# Who masters TSFH?



## Rv5 (Aug 25, 2014)

Does anyone know, (or if they're around) if Nick Phoenix and Thomas Bergersen master their TSFH albums themselves?

It's some of my favourite production - it's like they have a 'silk' button to insert silkiness. Would be interested in knowing what desk/outgear may be involved for geek purposes. Some frankly incredible work going on from composition through to mastering; particularly interested in the mastering here.


----------



## Den (Aug 25, 2014)

https://www.youtube.com/watch?v=b-JGPLKrCNY

I don't know but it doesn't sound right to me.
It is overcompressed, no dynamic and no full bandwith with music master.

Listen how sounds real analog mixer production. The video is only 360p.
https://www.youtube.com/watch?v=wvNsPeY_VbM

Shankar Ehsaan is one of the best Indian stars.
Fem. Vocal recording was in my studio.


----------



## holzlag0r (Aug 25, 2014)

Thomas Bergersen masters his new Album (Sun) himself.

I agree that they are overcompressed (about 6-9dB DR), but the rest is just great.


----------



## Rv5 (Aug 25, 2014)

Den @ Mon Aug 25 said:


> Listen how sounds real analog mixer production. The video is only 360p.
> https://www.youtube.com/watch?v=wvNsPeY_VbM
> 
> Shankar Ehsaan is one of the best Indian stars.
> Fem. Vocal recording was in my studio.



Sounds real nice!!

But I love that they smack it through the roof. It still retains a lot of clarity - everything can still be heard. It just depends on the type of music and its function as well as taste. If you look at the wav form or through an analyser the tracks are all-out compressed in places left right and sides but still things come through. I suspect side-chain compression must have its uses here?

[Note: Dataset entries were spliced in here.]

PR #2158, opened 2026-06-16
ci: make required PR checks always-run + short-circuit-able

vaibhavatlan:
## Problem

A required status check only clears a merge when it reports a **conclusion**. A job skipped via a job-level `if:` reports `skipped` — which a required check does **not** count as success — so it stays pending and **blocks the PR and the merge queue**.

Two required checks (`Integration Tests`, `Trivy Code Scan`) used `if: needs.changes.outputs.code == 'true'` at the **job** level, and `Conventional Commits` was skipped on fork PRs. Separately, the `code` paths-filter included `.github/**`, so any workflow-only edit triggered the full unit + integration matrix.

## Changes (single file: `.github/workflows/pull_request.yaml`)

**1. Replace the one `code` filter bucket with two scoped buckets in the `changes` job:**

| Bucket | Globs | Drives |
|---|---|---|
| `sdk` | `application_sdk/**`, `tests/**`, `pyproject.toml`, `uv.lock`, `.github/actions/{unit-tests,setup-deps}/**`, `!**/*.md` | unit, integration, docstr, e2e |
| `scan` | `application_sdk/**`, `contract-toolkit/**`, `tests/**`, `pyproject.toml`, `uv.lock` | Trivy code scan |

`sdk` drops `.github/**` (workflow-meta) and `.security/**`, and never included `contract-toolkit/` or `docs/` — so workflow-only / toolkit-only / docs-only PRs no longer run the test matrix. It keeps the two `.github/actions/*` test-harness dirs so changing *how* tests run still re-runs them. The trailing `!**/*.md` (last-match-wins in `dorny/paths-filter`) excludes markdown anywhere, so a markdown-only edit *inside* a code dir (e.g. `application_sdk/README.md`) no longer triggers the suite — while `scan` deliberately keeps a wide net so Trivy still catches secrets committed in markdown.

**2. Make `Integration Tests` and `Trivy Code Scan` always-run + short-circuit:** drop the job-level `if:`; the job always starts, a first step no-ops when the bucket is unchanged, and every real step is gated on `sdk`/`scan`. Job names are unchanged → **no branch-ruleset edit needed.**

**3. Make `Conventional Commits` always conclude:** drop the job-level `if:`; the validation step runs only on non-fork PRs (the action needs `ORG_PAT_GITHUB`), and a no-op step reports success on fork PRs / `merge_group`. PR-title content is still enforced by `Validate PR title`.

[...]

PR #2164, opened 2026-06-16
test(integration): provision Temporal and Dapr via embedded dev helpers

vaibhavatlan:
## Problem

The `Integration Tests` CI job downloaded, started, and health-checked a standalone **Temporal CLI dev server** and **daprd** on every run, and pinned the Temporal CLI version (`TEMPORAL_CLI_VERSION`) by hand to track the tenant's server version. Meanwhile the SDK already ships in-process dev helpers (`application_sdk.dev.embedded_runtime` / `embedded_dapr`) — the same path local development uses — so the external setup was a redundant, separately-versioned copy of work the Python code can do itself.

## Changes

**Test harness — `tests/integration/conftest.py`**
- `temporal_client` connects to a **session-scoped embedded runtime**. The session fixture yields only the host *string* (no event-loop affinity), so each function-scoped client is built on its own loop — avoids the cross-loop trap while booting the server just once. `TEMPORAL_HOST` still overrides to an external server (handy locally against `poe start-deps`).
- New module-scoped `embedded_dapr_sidecar` fixture provisions `daprd` in-process with file-backed test secrets. `test_dapr_http` drops its `DAPR_HTTP_PORT` skipif and depends on the fixture instead — so it now actually runs (it was silently skipped whenever no sidecar was around).

**SDK dev helpers**
- `embedded_dapr` gains an optional `secrets` mapping → emits a `secretstores.local.file` store (hyphenated keys like `api-key` round-trip cleanly, unlike `local.env`), and now also writes an in-memory `pubsub` component for parity with the SDK's `publish_event` path.
- `embedded_runtime` downloads the dev-server binary to a stable `~/.cache/atlan-sdk/temporal` dir (mirrors the Dapr helper) so it is fetched once and is cacheable in CI.
- Added unit coverage in `tests/unit/dev/test_dapr.py` for the file-backed secret store and the pubsub component.

**CI — `.github/workflows/pull_request.yaml`**
- Removed the Install / Start / Wait Temporal steps, the daprd version-resolve + install/start steps, and the `TEMPORAL_HOST` / `DAPR_HTTP_PORT` env. The job now just runs pytest; binaries self-provision to `~/.cache` and are cached via `actions/cache` (keyed on `uv.lock` + `version.py`).
- Dropped the `TEMPORAL_CLI_VERSION` pin. **Tradeoff (intentional):** the embedded server version now follows the `temporalio` dep in `uv.lock` (and daprd follows `__dapr_version`), so it's no longer hand-pinned to match the tenant's Temporal server. That removes a manual version-sync path and is fine for unit/integration — **e2e still exercises real infrastructure** (tenant Temporal, real daprd).

**Cleanup**
- Removed the now-unused `tests/integration/dapr-components/` and `dapr-data/` fixtures and simplified the `test-integration` poe task (no more external `temporal server start-dev`).

## Verification

- Full suite, no external services, clean env: `132 passed, 7 skipped (cloud-cred tests), 0 failed` in ~5m44s via `uv run pytest tests/integration/ -m integration`.
- `tests/unit/dev/` (26) green; `pre-commit` (ruff/ruff-format/isort/pyright) clean on all changed files.
- actionlint: only the pre-existing SC2086 in `matrix-builder` (unchanged here), same as noted on #2158.

## Notes for reviewers
- The 3 tests that already used `WorkflowEnvironment.start_local()` directly (`test_output_e2e`, `test_workflow_interaction_*`) are left as-is — they construct bespoke environments (custom data converter / workers). They still download the dev-server binary to the system temp dir; only the conftest path uses the cacheable `~/.cache` location. Acceptable (one binary, ~once per run) and keeps the diff focused.
- This and #2158 both edit the integration job in `pull_request.yaml`; whichever lands second will need a trivial rebase.


vaibhavatlan:
@sdk-review

vaibhavatlan:
@sdk-review

vaibhavatlan:
@sdk-review

vaibhavatlan:
@sdk-review

PR #2161, opened 2026-06-16
feat(e2e): cross-cloud object-store matrix (AWS/Azure/GCS) for the SDR end-to-end suite

adityachoudhury-cloud:
## What

Adds an opt-in **cross-cloud object-store matrix** to the SDR end-to-end suite: the *same* `BaseE2ETest` full-DAG run, executed with the customer object store backed by each cloud's emulator. **No new test classes or tiers** (per Chris) — it's a `storage-profile` knob on the existing `sdr-e2e` action.

### CI matrix mechanism (DISTR-767)
- `sdr-e2e` action: new opt-in **`storage-profile`** input (`aws` | `azure` | `gcp`). When set, it copies the profile's Dapr component over the customer `objectstore` (last, so it wins) and appends the profile's compose layer (emulator sidecar + bucket/container init). Empty (default) = SDK default `localstorage` — existing behaviour unchanged.
- Profiles under `.github/actions/sdr-e2e/profiles/<cloud>/`:
  - **aws** — LocalStack S3 (`bindings.aws.s3`)
  - **azure** — Azurite (`bindings.azure.blobstorage`; `disableEntityManagement` so daprd doesn't double-create the container)
  - **gcp** — Google **storage-testbench** fronted by a tiny nginx proxy that injects the `ETag` header obstore requires (testbench stores the object but omits ETag on the XML-API PUT)
- `e2e-full-reusable.yaml` forwards the new `storage-profile` input.

### SDK storage support (DISTR-774)
- `application_sdk/storage/binding.py`: map a GCS binding `endpoint` → obstore `base_url` (+ infer `allow_http` for `http://`), and attach a **gated anonymous `credential_provider`** (via `skipSignature`) so obstore can talk to an unauthenticated GCS emulator. Real GCS/Azure are unchanged (Azure already honoured `endpoint`/`useEmulator`).
- `_obstore_config.make_gcs_store` threads the optional `credential_provider`.
- New unit tests in `tests/unit/storage/test_binding.py`.

## Validation (mysql e2e against the CI test tenant)
All three profiles green end-to-end — the worker loads the right store kind and the full asset set lands in Atlas (`{Database:1, Schema:1, Table:2, View:1, Column:11}`):
- **AWS** — run 27603926616 ✅ (`bindings.aws.s3` → LocalStack)
- **Azure** — run 27611511051 ✅ (`bindings.azure.blobstorage` → Azurite)
[...]

PR #2171, opened 2026-06-16
chore(storage): hermetic SDK object-store emulator tests — S3/Azure/GCS matrix + SDR atlan-upload handoff

adityachoudhury-cloud:
## What

_Addresses Chris's review: tests now use SDK abstractions (not `obstore` directly); SDK-level large-payload + timeout coverage moved in from `atlan-openapi-app`; `ops.*` gets its first cloud-protocol baseline._

Tests object-store **connectivity** **once, in the SDK** — where the shared `binding.py` / `_obstore_config` / obstore logic lives — instead of re-testing it from every connector. This is the approach from the #2161 review thread (Chris: test once in the SDK, not per-connector; Vaibhav: no test hooks in production storage code).

Tests live in `tests/integration/storage/` (hermetic, `storage_emulator`-marked, **no production-code change**) and exercise the SDK as its users do — **`CloudStore` + `storage.ops`, not `obstore` directly**:

| Test | Covers |
|---|---|
| `test_emulator_s3.py` | S3 binding round-trip via `CloudStore` (bytes) + `ops` (file: upload/exists/download/delete) — MinIO |
| `test_emulator_azure.py` | same, Azure — Azurite |
| `test_emulator_gcs.py` | GCS binding write+read via `CloudStore` — storage-testbench (emulator has no LIST/DELETE) |
| `test_emulator_sdr_atlan_upload.py` | SDR customer→atlan **directory** upload handoff (`transfer.upload` multi-file branch); seed/verify/cleanup via `CloudStore`/`ops` |
| `test_emulator_large_payload.py` | **≥100 MiB** round-trip via `CloudStore` (single PUT/GET) **and** `ops` (multipart writer + streaming range-GET), SHA-256 end-to-end; **timeout enforcement** (1ms → `StorageError`) — S3 + Azure |

### 1. Object-store binding matrix (S3 / Azure / GCS)

The first three exercise the real `create_store_from_binding` path against local emulators:

| Cloud | Emulator | Prod change? |
|---|---|---|
| S3 | MinIO | **none** — `binding.py` already honors `endpoint` |
| Azure | Azurite | **none** — `binding.py` already honors `endpoint`/`useEmulator` |
| GCS | Google **storage-testbench** + nginx proxy | **none** — see below |

**GCS, the only hard one:** obstore's GCS client needs a `base_url` + a credential, and storage-testbench omits the `ETag`/`Last-Modified` headers obstore requires. Rather than add any of that to production `binding.py`, the emulator `base_url` + an anonymous credential are injected purely at the **test layer** (monkeypatching `obstore.store.GCSStore` — the same shape the OpenAPI app already uses for `allow_http`), and a tiny nginx proxy re-injects the missing headers. GCS scope is write+read (testbench serves obstore's XML PUT/GET but not its S3-style `list-type=2` LIST or object DELETE — an emulator gap, not an SDK one).

### 2. SDR `ENABLE_ATLAN_UPLOAD` handoff — directory (multi-file) fallback only

SDR has two object-storage layers — the **customer-managed** store (`objectstore`) and Atlan's **internal** store (`atlan-objectstore`). In SDR the extract app writes to the customer store and `App.upload()` hands artifacts off to the internal store (the `ENABLE_ATLAN_UPLOAD` path).

**This PR adds exactly one test for this:** the **directory (multi-file)** cross-store fallback (`test_sdr_atlan_upload_handoff_transfers_directory`), which streams a tree of files customer→atlan and asserts each lands byte-for-byte in `atlan-objectstore`.

There is **no routing assertion and no single-file test in this PR** — those are already pinned against the real `App.upload` in `tests/integration/test_app_upload_routing.py` (cases a/b/d/e). The directory branch is the one path those don't reach, so it's all that's added here.

## CI

New **Storage Emulator Tests** job in `pull_request.yaml` spins the emulators, provisions the buckets/container in each (incl. the two SDR-handoff buckets), and runs the suite hermetically. **Green — 4 passed** (the three binding round-trips + the SDR directory handoff).

## Built on the OpenAPI app's work (not duplicated)

Per Chris's ask to build on / incorporate the OpenAPI canonical app rather than reinvent: these tests adopt the OpenAPI app's emulator mechanism — MinIO/Azurite sidecars, the well-known Azurite dev key, and the `allow_http` test-layer monkeypatch pattern — and pull the **generic** object-store-connectivity testing into the SDK, where the shared logic is controlled. `CloudStore` and `create_store_from_binding` share the same `_obstore_config.make_*_store` core, so this is the single right home for it.

## Relationship to #2161

Supersedes the approach in #2161 (a per-connector `storage-profile` matrix on the `sdr-e2e` action + `binding.py` changes). #2161 is now **draft**. This PR keeps it in the SDK, hermetic, and with **no production-code changes**.

## Follow-up (separate `atlan-openapi-app` PR, after this merges)

Drop the OpenAPI app's **generic** `CloudStore`-connectivity layer (`TestCloudStoreDirectOperations` in `test_s3_download` / `test_azure_download`) — now covered once in the SDK — and keep only the app-specific `import_type="CLOUD"` workflow tests. Net effect: the shared SDK storage logic is tested once (here), not re-tested across apps.


adityachoudhury-cloud:
@sdk-review

adityachoudhury-cloud:
@sdk-review

adityachoudhury-cloud:
@sdk-review

cmgrote:
@sdk-review

cmgrote:
@sdk-review

cmgrote:
## Storage emulator test coverage review

This PR fills a genuine gap: the Dapr binding-layer wiring (`create_store_from_binding` → Dapr YAML → real emulator protocol) had no hermetic test coverage before, and the SDR directory cross-store handoff (`transfer._upload_from_store`, the multi-file branch) was the last uncovered path in `transfer.py`. Both additions are well-scoped and the CI marker + sidecar wiring is the right infrastructure.

That said, there are a few things worth addressing before merge.

### Gaps relative to the existing emulator test suite in `atlan-openapi-app`

The openapi-app currently holds SDK-level tests that have no business being app-specific. These should live here:

**1. Large-payload correctness (≥100 MiB) — `test_s3_download.py` / `test_azure_download.py`**

Two tests in the openapi-app exercise purely SDK code paths at 100 MiB+ payloads:

- `test_large_file_round_trip` — `CloudStore.upload(local_path=…)` + `CloudStore.download(key=…)` at ≥100 MiB. Proves the single-PUT/GET path doesn't silently truncate or corrupt at real-world payload sizes.
- `test_large_file_round_trip_via_sdk_chunking_apis` — `ops.upload_file` + `ops.download_file` at ≥100 MiB, with SHA-256 end-to-end verification. This is the only test that actually exercises the `obstore.open_writer_async` multipart-upload path and the streaming range-GET download path. Neither of these is OpenAPI-specific in any way.

Both should move to this PR (a new `test_emulator_large_payload.py` for S3 + Azure would do it, reusing the existing `large_payload_file` fixture pattern).

**2. Timeout / error enforcement — `test_s3_download.py` / `test_azure_download.py`**

`test_upload_respects_short_request_timeout` wires `client_options['timeout']='1ms'` + retries disabled, then uploads the 100 MiB fixture and asserts a `StorageError` is raised. This proves the timeout configuration is actually propagated through `obstore` to the HTTP layer — pure SDK behaviour, not OpenAPI-specific. Should move here.

**3. `ops.upload_file` / `ops.download_file` against a cloud-protocol emulator at any payload size**

The current emulator tests call `obstore.put_async` / `obstore.get_async` directly (see below). The `ops` layer (`storage.ops.upload_file`, `storage.ops.download_file`, `ops.exists`, `ops.delete`) is only tested via `LocalStore` in the SDK today. Even a small-payload roundtrip through `ops.*` against MinIO/Azurite would give the SDK its own baseline before the large-payload tests are added.

### Temporal integration

The openapi-app's `TestS3CloudDownloadWorkflow` / `TestS3LargeSpecWorkflow` run a full Temporal-orchestrated workflow and verify app-specific outputs (extracted assets, output file structure). Those are correctly app-specific and should stay there.

If there are scenarios that test purely SDK-level Temporal interactions with storage (e.g. how the SDK resolves credentials inside a workflow task, or how storage errors propagate across activity boundaries) — those would belong here. But from the current openapi-app code those scenarios are tightly coupled to the app's own workflow activities, so no move is needed at this time.

### Direct `obstore` calls in the new test files

All four new test files import and call `obstore.*` directly (`put_async`, `get_async`, `list`, `delete_async`). This couples the tests to the underlying library rather than to the SDK's own abstractions. Tests should exercise the SDK as users of it would:

| File | Direct `obstore` calls | SDK equivalent |
|---|---|---|
| `test_emulator_s3.py` | `obstore.put_async` / `.list` / `.get_async` / `.delete_async` | `CloudStore.upload_bytes` / `.list` / `.get_bytes` (or `CloudStore.download`) / delete via `ops.delete` |
| `test_emulator_azure.py` | same pattern | same |
| `test_emulator_gcs.py` | `obstore.put_async` / `.get_async` | `CloudStore.upload_bytes` / `.get_bytes` |
| `test_emulator_sdr_atlan_upload.py` | `obstore.put_async` (seed), `.get_async` (verify), `.delete_async` (cleanup) | `CloudStore.upload_bytes` / `.get_bytes` / `ops.delete` |

The SDR test's seed/verify/cleanup calls are the most natural targets for this — the actual assertion (`result.synced`, `result.ref.file_count`) already uses the SDK layer; only the surrounding data setup leaks down to `obstore`.

The concern is that a future `obstore` API change (or a wrapping decision in the SDK) could silently make these tests pass while the SDK's own API breaks. Tests should be opaque to what obstore does internally.

cmgrote:
@sdk-review

cmgrote:
@sdk-review

cmgrote (approved):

holzlag0r @ Mon Aug 25 said:


> Thomas Bergersen masters his new Album (Sun) himself.
> 
> I agree that they are overcompressed (about 6-9dB DR), but the rest is just great.



Ah cool - so perhaps also for the other stuff? The virtual 'in-sleeves' just say mastered at Two Steps From Hell's studio say for Skyworld for example.


----------



## JCmusik08 (Aug 25, 2014)

I happen to love the Two Steps mastering as well. I think the music retains a ton of dynamic range while still being audible, especially while they mix styles like orchestra and edm or metal. Wouldn't be suprised to find out thomas bergesen masters his own stuff as well


----------



## sluggo (Aug 25, 2014)

Youtube audio at less than 720HD is compressed to a point beyond any worthwhile listening experience.


----------



## holzlag0r (Aug 25, 2014)

sluggo @ Mon Aug 25 said:


> Youtube audio at less than 720HD is compressed to a point beyond any worthwhile listening experience.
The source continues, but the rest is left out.